Although languishing in third place in the polls, CAQ leader François Legault has been visualizing success Monday.

Legault said Friday that he has a good idea of who he would name to his cabinet, he has listed five priorities for his first 100 days in office, he has a transition team and he knows who’d he’d keep and axe in the senior civil service.

While some might think his planning presumptuous, Legault said that he sees himself as akin to an athlete focusing on a gold medal.

Recent polls have not budged the future coalitionists upwards from third place but Legault's party has seen some encouraging gains, what he describes as a hockey team taking control of the game in the third period.
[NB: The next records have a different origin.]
PR #1167, opened 2017-09-12
Add text clipping for 'Create Repo' button

kentywang:
### Description of the Change

Hi there! First time contributing to Atom :)

The `Create repository` button on the Github panel when there is no repository open allows for the text inside to leak out when the panel is resized to small dimensions. It could be improved by adding two rules for the button element's style: `overflow: hidden` and `text-overflow: ellipses`. This will replace the overflown text with ellipses when horizontally shrunk and will clip the text when vertically shrunk.

### Alternate Designs

Before: | After: 
--- | ---
 | 
 | 

### Benefits

No more text leaking from the button :)

### Possible Drawbacks

There should not be any other side-effects; the rule is specific to this one element.

Thank you, Atom team, for all your hard work!

### DIFF
--- a/styles/git-panel.less
+++ b/styles/git-panel.less
@@ -43,6 +43,11 @@
     .git-logo-path {
       fill: mix(@base-background-color, @text-color, 66%); // 2/3 of bg color
     }
+
+    .btn.btn-primary {
+      overflow: hidden;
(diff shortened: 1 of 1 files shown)


BinaryMuse:
Thanks very much for contributing! :bowing_woman:

PR #1174, opened 2017-09-15
Update to React 16

BinaryMuse:
Gets us portals, error boundaries, performance and more.

- [x] Update to React 16
- [x] Update to Enzyme 3
- [ ] Update all Portal-based components
- [ ] Fix Enzyme tests
- [ ] Verify snapshotting works


BinaryMuse:
It's likely we can completely get rid of our `<Portal />` wrapper container and replace it entirely with `ReactDOM.createPortal` + refs.

BinaryMuse:
Blocked by https://github.com/airbnb/enzyme/issues/928

BinaryMuse:
Enzyme v3 is out and some stuff changed. You can find [the full migration guide here](https://github.com/airbnb/enzyme/blob/master/docs/guides/migration-from-2-to-3.md), but in particular we're gonna be bit by the "for `mount`, updates are sometimes required when they weren't before" bit.

> enzyme v3 architecturally created a layer where React would create an intermediate representation of the render tree at an instance in time and pass that to enzyme to traverse and inspect. This has many advantages, but one of the side effects is that now the intermediate representation does not receive automatic updates.

This means that any test where some async operation asynchronously calls a `setState` will *not* automatically result in the Enzyme wrapper being updated unless we call `wrapper.update()` to trigger to Enzyme that an update occurred.

Luckily, `wrapper.update()` returns the wrapper instance, so the changes should mostly look like

```diff
diff --git a/test/controllers/file-patch-controller.test.js b/test/controllers/file-patch-controller.test.js
index f7e63f1c..5d6505e3 100644
--- a/test/controllers/file-patch-controller.test.js
+++ b/test/controllers/file-patch-controller.test.js
@@ -230,7 +230,7 @@ describe('FilePatchController', function() {
       getFilePatchForPath.returns(filePatch);
 
       wrapper.instance().onRepoRefresh(repository);
-      await assert.async.isTrue(wrapper.find('HunkView').exists());
+      await assert.async.isTrue(wrapper.update().find('HunkView').exists());
       assert.isTrue(wrapper.find('HunkView').text().includes('@@ -0,1 +0,1 @@'));
     });
```

but I wanted to document this here in case others run into it.

BinaryMuse:
Realized while working this that there's a chance React 16 will break snapshotting; something to look into before merging.

BinaryMuse:
Found some odd behaviors that seem to be related to https://github.com/airbnb/enzyme/issues/1163; now blocked on that issue.

BinaryMuse:
For notes about Babel 7 in relation to React 16.2 (for Fragment JSX support), see https://babeljs.io/blog/2017/09/12/planning-for-7.0. Seems this is still pretty early so it probably doesn't make sense to create an Atom transpiler package for Babel 7 just yet (if we need to at all).

smashwilson:
Done in #1390. :tada:

PR #1182, opened 2017-09-20
Align changed files count

### LINKED ISSUE #1198: Incorrect styles on github-ChangedFilesCount causes status bar tile to appear unaligned
### Description

It looks like there's a few issues with the `github-ChangedFilesCount` status bar tile.  First of all, it's outside the `span` that the other two GitHub tiles are contained in (branch select, push/pull).  Then it's an `a` instead of a `div`.  But more importantly, it has the `icon` class assigned to the tile itself rather than a sub-span, causing the tile to be ~2 pixels lower than the rest of the tiles.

Legault’s first actions as premier would be to abolish the health tax in a budget that would be tabled before the end of May, gradually abolish the school tax, adopt a charter for taxpayers to limit inflation and tax increases, launch his St. Lawrence project to boost the economy, take aim at patronage and then adopt a charter of secularism, which he says would be “responsible and well-balanced.”

He says he’d also like to complete an exhaustive review of all infrastructure projects.

Legault, at a press conference Friday, said that he was unimpressed by the newest employment statistics which saw jobs increase by 15,000 in March and the unemployment rate drop to 7.6 percent from 7.8 percent.

Legault said that 18,000 jobs were created in the public, rather than the private sector. “This is your money, this is not how we will create wealth. What's worse, over 12 months, the government has created 800 jobs in all, compared to 90,000 in Ontario,” he said.

As for his cabinet, Legault mentioned such names as Christian Dubé, Stéphane Le Bouyonnec, Sylvie Roy, Gérard Deltell, François Bonnardel, Nathalie Roy as well as first-time candidates André Lamontagne and Claire Samson.